EXERCISE: From the records below, please repeat exactly the line that has "Modeling - Optimize BRepCheck_Face", the line that has "other. For a", and every line between them, and nothing else.

== Segment start ==

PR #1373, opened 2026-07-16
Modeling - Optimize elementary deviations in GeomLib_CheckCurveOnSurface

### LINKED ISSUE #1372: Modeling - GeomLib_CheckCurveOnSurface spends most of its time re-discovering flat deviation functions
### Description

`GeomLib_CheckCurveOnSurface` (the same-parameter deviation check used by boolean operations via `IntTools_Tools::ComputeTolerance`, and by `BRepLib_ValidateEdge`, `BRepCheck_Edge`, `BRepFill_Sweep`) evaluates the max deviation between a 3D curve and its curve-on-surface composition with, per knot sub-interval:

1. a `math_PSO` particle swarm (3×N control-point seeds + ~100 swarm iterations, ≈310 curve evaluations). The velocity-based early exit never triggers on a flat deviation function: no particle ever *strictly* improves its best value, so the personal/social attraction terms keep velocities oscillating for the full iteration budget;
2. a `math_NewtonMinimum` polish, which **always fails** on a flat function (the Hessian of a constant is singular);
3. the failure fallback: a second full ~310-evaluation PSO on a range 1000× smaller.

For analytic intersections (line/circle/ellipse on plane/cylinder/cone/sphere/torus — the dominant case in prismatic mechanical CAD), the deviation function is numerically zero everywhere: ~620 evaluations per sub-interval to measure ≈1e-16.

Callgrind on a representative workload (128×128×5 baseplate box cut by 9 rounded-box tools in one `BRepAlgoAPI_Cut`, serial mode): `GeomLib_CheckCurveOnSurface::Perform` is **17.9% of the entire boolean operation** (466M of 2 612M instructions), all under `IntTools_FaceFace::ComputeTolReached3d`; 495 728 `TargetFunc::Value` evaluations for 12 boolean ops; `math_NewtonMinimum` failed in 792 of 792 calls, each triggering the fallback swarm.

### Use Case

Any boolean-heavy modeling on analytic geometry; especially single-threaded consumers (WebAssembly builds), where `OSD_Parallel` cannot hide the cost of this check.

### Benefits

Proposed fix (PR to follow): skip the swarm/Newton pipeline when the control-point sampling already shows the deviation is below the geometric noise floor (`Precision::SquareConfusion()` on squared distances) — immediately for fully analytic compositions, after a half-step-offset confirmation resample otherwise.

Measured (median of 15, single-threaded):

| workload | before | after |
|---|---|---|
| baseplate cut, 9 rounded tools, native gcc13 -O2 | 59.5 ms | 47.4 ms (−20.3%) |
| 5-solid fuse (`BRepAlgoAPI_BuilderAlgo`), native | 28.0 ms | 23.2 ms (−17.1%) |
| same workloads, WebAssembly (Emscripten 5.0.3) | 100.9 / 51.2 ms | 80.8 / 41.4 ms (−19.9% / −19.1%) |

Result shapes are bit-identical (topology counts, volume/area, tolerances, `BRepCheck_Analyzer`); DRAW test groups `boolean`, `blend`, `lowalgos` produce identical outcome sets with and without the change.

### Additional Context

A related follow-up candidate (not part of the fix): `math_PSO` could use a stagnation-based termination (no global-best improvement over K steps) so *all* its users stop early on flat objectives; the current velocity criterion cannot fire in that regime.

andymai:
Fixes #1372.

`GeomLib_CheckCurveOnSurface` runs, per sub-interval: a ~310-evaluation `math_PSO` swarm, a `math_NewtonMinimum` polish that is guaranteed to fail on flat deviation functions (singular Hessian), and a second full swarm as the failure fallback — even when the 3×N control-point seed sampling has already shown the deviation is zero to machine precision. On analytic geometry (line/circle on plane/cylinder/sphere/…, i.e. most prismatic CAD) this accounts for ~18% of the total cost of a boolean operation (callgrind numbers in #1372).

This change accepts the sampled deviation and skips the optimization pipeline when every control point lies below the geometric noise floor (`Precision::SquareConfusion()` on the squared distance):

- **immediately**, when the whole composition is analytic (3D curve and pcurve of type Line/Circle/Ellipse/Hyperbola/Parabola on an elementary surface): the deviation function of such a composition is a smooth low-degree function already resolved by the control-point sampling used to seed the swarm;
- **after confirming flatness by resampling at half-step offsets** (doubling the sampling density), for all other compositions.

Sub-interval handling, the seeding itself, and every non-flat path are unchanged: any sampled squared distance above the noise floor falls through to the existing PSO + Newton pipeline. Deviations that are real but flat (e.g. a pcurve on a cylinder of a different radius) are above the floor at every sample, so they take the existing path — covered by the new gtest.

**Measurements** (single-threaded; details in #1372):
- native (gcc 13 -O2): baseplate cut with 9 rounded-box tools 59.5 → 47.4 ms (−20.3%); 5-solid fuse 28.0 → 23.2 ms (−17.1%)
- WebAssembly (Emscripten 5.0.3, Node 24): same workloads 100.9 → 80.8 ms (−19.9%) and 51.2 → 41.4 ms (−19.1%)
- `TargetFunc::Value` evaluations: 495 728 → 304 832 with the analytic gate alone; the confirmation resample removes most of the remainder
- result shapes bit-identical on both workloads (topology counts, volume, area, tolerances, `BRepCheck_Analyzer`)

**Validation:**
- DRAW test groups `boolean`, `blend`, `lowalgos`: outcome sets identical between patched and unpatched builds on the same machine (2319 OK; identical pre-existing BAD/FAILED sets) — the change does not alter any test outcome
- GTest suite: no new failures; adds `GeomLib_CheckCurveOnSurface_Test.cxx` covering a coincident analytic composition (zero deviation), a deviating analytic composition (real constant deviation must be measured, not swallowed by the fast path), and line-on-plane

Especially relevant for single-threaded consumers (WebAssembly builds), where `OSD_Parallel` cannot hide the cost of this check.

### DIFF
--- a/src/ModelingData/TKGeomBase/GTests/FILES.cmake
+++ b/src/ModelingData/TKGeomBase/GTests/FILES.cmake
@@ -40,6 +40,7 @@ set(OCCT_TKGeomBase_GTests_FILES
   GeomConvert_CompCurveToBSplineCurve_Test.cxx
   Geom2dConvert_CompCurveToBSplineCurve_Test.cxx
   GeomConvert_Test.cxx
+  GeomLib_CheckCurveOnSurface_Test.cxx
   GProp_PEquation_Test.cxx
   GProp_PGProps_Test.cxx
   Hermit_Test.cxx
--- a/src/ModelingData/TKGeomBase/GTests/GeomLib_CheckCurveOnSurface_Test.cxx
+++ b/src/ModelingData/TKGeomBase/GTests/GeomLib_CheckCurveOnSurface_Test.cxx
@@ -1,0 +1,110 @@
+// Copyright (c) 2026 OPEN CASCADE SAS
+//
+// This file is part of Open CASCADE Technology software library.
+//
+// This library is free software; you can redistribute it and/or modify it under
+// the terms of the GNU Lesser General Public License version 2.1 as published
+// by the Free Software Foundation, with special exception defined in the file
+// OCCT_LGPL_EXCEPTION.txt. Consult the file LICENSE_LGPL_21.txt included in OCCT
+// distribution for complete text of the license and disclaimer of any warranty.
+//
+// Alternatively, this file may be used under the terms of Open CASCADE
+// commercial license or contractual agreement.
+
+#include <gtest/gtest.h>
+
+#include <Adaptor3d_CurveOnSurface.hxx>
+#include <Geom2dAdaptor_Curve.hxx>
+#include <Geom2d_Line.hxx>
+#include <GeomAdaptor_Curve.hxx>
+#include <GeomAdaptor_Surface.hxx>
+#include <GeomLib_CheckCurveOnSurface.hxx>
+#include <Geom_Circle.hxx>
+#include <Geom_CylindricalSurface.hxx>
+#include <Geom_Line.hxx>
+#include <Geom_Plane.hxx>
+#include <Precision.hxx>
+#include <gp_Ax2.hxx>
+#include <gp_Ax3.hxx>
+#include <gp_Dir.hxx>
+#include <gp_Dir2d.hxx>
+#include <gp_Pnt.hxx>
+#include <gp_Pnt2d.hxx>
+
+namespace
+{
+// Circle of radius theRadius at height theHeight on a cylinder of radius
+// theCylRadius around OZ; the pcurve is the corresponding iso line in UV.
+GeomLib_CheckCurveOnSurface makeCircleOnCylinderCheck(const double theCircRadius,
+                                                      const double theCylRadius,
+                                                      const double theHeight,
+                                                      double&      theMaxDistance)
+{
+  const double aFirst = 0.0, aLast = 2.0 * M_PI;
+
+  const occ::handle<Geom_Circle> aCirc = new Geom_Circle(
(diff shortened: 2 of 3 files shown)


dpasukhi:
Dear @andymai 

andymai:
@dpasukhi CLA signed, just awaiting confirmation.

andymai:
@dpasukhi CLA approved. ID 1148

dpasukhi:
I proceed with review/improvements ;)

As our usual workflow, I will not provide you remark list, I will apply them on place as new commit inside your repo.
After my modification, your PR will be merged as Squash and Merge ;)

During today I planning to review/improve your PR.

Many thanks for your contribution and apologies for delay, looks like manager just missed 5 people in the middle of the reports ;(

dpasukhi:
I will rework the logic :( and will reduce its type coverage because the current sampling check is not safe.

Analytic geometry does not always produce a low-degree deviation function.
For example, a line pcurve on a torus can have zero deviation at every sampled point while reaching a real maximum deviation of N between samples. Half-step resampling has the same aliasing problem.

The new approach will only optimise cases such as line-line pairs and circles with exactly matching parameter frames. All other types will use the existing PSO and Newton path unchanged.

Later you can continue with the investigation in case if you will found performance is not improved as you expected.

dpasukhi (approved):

== Segment end ==
== Segment start ==

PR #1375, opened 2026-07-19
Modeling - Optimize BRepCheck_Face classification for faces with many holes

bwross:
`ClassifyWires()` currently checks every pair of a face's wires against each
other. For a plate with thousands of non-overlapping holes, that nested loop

== Segment end ==

RESPONSE TO THIS EXERCISE:
Modeling - Optimize BRepCheck_Face classification for faces with many holes

bwross:
`ClassifyWires()` currently checks every pair of a face's wires against each
other. For a plate with thousands of non-overlapping holes, that nested loop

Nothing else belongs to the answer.